[AVAILABLE DATA — start]

PR #737, opened 2018-03-03
Add Kotlin static source analysis checks

psukys:
We're moving to Kotlin, so let's have it as clean as possible.


psukys:
Integration with Jenkins is only possible through extending a plugin that we're using for Github reports. There's no jenkins plugin for detekt yet.

psukys:
@kordianbruck , @pfent , should be ready for review. I've disabled build-fail on cases where duplicates are found.

app/build.gradle
```diff
@@ -1,9 +1,14 @@
+plugins {
+    id 'io.gitlab.arturbosch.detekt' version "1.0.0.RC6-3"
```
kordianbruck: Can't this be moved to the detekt.gralde file?

detekt-config.yml
```diff
@@ -21,7 +21,6 @@ test-pattern: # Configure exclusions for test sources
 
 build:
   warningThreshold: 5
-  failThreshold: 10
```
kordianbruck: Why was this removed?

psukys: On similar pace (as other checks) that violations are only reported but do not fail the build process.

app/build.gradle
psukys: I can check, tho I remember that gradle complained before that `plugins` needs to be topmost instruction

PR #746, opened 2018-03-27
Add Crashlytics

kordianbruck:
Housekeeping our own bug reports on our server is really hard. The system works fine, but its not perfect. Firebase actually has a pretty interface to manage those bug reports/stack traces.

Also we did not get reports from background services and other threads, where we did not hook the exception handler - this has been bothering me for a long time.


pfent:
I think you're still missing some steps from the [install instructions](https://fabric.io/kits/android/crashlytics/install)

Did I miss the "Initialize Your Kit" step in the diff?

pfent:
Also: Since Crashlytics is a Google, on the privacy policy side, we're probably good to go with the PlayStore policy?

kordianbruck:
@pfent we are using firebase, not crashlytics directly - whatever the difference is: https://firebase.google.com/docs/crashlytics/get-started

PR #747, opened 2018-03-27
Merge Shared Preferences

### LINKED ISSUE #694: Merge Shared Preferences
Currently we have two shared preferences.
- Default
- Internal

I vouch to merge those two, just to have less confusion on which one to use. That way we can remove some functions from the Utils Class.

kordianbruck:
Whyever we had two shared prefs - this PR should merge them both into one unified SP.

Fixes #694


app/src/main/java/de/tum/in/tumcampusapp/utils/Utils.java
```diff
@@ -50,6 +51,43 @@ private Utils() {
...
+            }
+            if (object instanceof Integer) {
+                prefsEditor.putInt(entry.getKey(), (Integer) object);
+            }
+            if (object instanceof Float) {
+                prefsEditor.putFloat(entry.getKey(), (Float) object);
+            }
+            if (object instanceof Long) {
+                prefsEditor.putLong(entry.getKey(), (Long) object);
+            }
```
pfent: Ain't nobody got Double values :see_no_evil:

app/src/main/java/de/tum/in/tumcampusapp/utils/Utils.java
```diff
@@ -96,15 +134,78 @@ public static String cutText(String text, String startString, String endString)
...
+     * @return setting value, defaultVal if undefined
      */
     public static String getSetting(Context c, String key, String defaultVal) {
         SharedPreferences sp = PreferenceManager.getDefaultSharedPreferences(c);
         return sp.getString(key, defaultVal);
     }
 
     /**
-     * Get a value from the default shared preferences
+     * Get a value from the default shared preferences.
```
pfent: All those shared preference accesses probably can be replaced with [Android KTX](https://github.com/android/android-ktx) in the near future...

app/src/main/java/de/tum/in/tumcampusapp/utils/Utils.java
kordianbruck: Nope :dagger:

app/src/main/java/de/tum/in/tumcampusapp/utils/Utils.java
kordianbruck: You still have to call `.edit` with that, but yea - it still will be some time till that reaches general availability.

kordianbruck:
@pfent ready to merge then?

pfent:
sure the migration path looks good to me, we only need to think about when we should remove that for future versions

PR #753, opened 2018-04-05
Remove old caching behaviour of the curricula

kordianbruck:
Found some artifacts from ancient times...


app/src/main/java/de/tum/in/tumcampusapp/api/app/TUMCabeClient.java
```diff
@@ -234,7 +236,7 @@ public void deviceUploadGcmToken(DeviceUploadGcmToken verification, Callback<TUM
                .enqueue(cb);
     }
 
-    public void createMeasurements(List<WifiMeasurement> wifiMeasurementList, Callback<TUMCabeStatus> cb) throws IOException {
```
pfent: @kordianbruck there are still errors in RoomFinderDetailsActivity, because that IOException isn't declared anymore...

kordianbruck: Gradle incremental builds sometimes aren't fun... Thanks for catching this.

[AVAILABLE DATA — finish]

YOUR GOAL —
Repeat all of the data exactly.

WRITTEN ANSWER —
PR #737, opened 2018-03-03
Add Kotlin static source analysis checks

psukys:
We're moving to Kotlin, so let's have it as clean as possible.


psukys:
Integration with Jenkins is only possible through extending a plugin that we're using for Github reports. There's no jenkins plugin for detekt yet.

psukys:
@kordianbruck , @pfent , should be ready for review. I've disabled build-fail on cases where duplicates are found.

app/build.gradle
```diff
@@ -1,9 +1,14 @@
+plugins {
+    id 'io.gitlab.arturbosch.detekt' version "1.0.0.RC6-3"
```
kordianbruck: Can't this be moved to the detekt.gralde file?

detekt-config.yml
```diff
@@ -21,7 +21,6 @@ test-pattern: # Configure exclusions for test sources
 
 build:
   warningThreshold: 5
-  failThreshold: 10
```
kordianbruck: Why was this removed?

psukys: On similar pace (as other checks) that violations are only reported but do not fail the build process.

app/build.gradle
psukys: I can check, tho I remember that gradle complained before that `plugins` needs to be topmost instruction

PR #746, opened 2018-03-27
Add Crashlytics

kordianbruck:
Housekeeping our own bug reports on our server is really hard. The system works fine, but its not perfect. Firebase actually has a pretty interface to manage those bug reports/stack traces.

Also we did not get reports from background services and other threads, where we did not hook the exception handler - this has been bothering me for a long time.


pfent:
I think you're still missing some steps from the [install instructions](https://fabric.io/kits/android/crashlytics/install)

Did I miss the "Initialize Your Kit" step in the diff?

pfent:
Also: Since Crashlytics is a Google, on the privacy policy side, we're probably good to go with the PlayStore policy?

kordianbruck:
@pfent we are using firebase, not crashlytics directly - whatever the difference is: https://firebase.google.com/docs/crashlytics/get-started

PR #747, opened 2018-03-27
Merge Shared Preferences

### LINKED ISSUE #694: Merge Shared Preferences
Currently we have two shared preferences.
- Default
- Internal

I vouch to merge those two, just to have less confusion on which one to use. That way we can remove some functions from the Utils Class.

kordianbruck:
Whyever we had two shared prefs - this PR should merge them both into one unified SP.

Fixes #694


app/src/main/java/de/tum/in/tumcampusapp/utils/Utils.java
```diff
@@ -50,6 +51,43 @@ private Utils() {
...
+            }
+            if (object instanceof Integer) {
+                prefsEditor.putInt(entry.getKey(), (Integer) object);
+            }
+            if (object instanceof Float) {
+                prefsEditor.putFloat(entry.getKey(), (Float) object);
+            }
+            if (object instanceof Long) {
+                prefsEditor.putLong(entry.getKey(), (Long) object);
+            }
```
pfent: Ain't nobody got Double values :see_no_evil:

app/src/main/java/de/tum/in/tumcampusapp/utils/Utils.java
```diff
@@ -96,15 +134,78 @@ public static String cutText(String text, String startString, String endString)
...
+     * @return setting value, defaultVal if undefined
      */
     public static String getSetting(Context c, String key, String defaultVal) {
         SharedPreferences sp = PreferenceManager.getDefaultSharedPreferences(c);
         return sp.getString(key, defaultVal);
     }
 
     /**
-     * Get a value from the default shared preferences
+     * Get a value from the default shared preferences.
```
pfent: All those shared preference accesses probably can be replaced with [Android KTX](https://github.com/android/android-ktx) in the near future...

app/src/main/java/de/tum/in/tumcampusapp/utils/Utils.java
kordianbruck: Nope :dagger:

app/src/main/java/de/tum/in/tumcampusapp/utils/Utils.java
kordianbruck: You still have to call `.edit` with that, but yea - it still will be some time till that reaches general availability.

kordianbruck:
@pfent ready to merge then?

pfent:
sure the migration path looks good to me, we only need to think about when we should remove that for future versions

PR #753, opened 2018-04-05
Remove old caching behaviour of the curricula

kordianbruck:
Found some artifacts from ancient times...


app/src/main/java/de/tum/in/tumcampusapp/api/app/TUMCabeClient.java
```diff
@@ -234,7 +236,7 @@ public void deviceUploadGcmToken(DeviceUploadGcmToken verification, Callback<TUM
                .enqueue(cb);
     }
 
-    public void createMeasurements(List<WifiMeasurement> wifiMeasurementList, Callback<TUMCabeStatus> cb) throws IOException {
```
pfent: @kordianbruck there are still errors in RoomFinderDetailsActivity, because that IOException isn't declared anymore...

kordianbruck: Gradle incremental builds sometimes aren't fun... Thanks for catching this.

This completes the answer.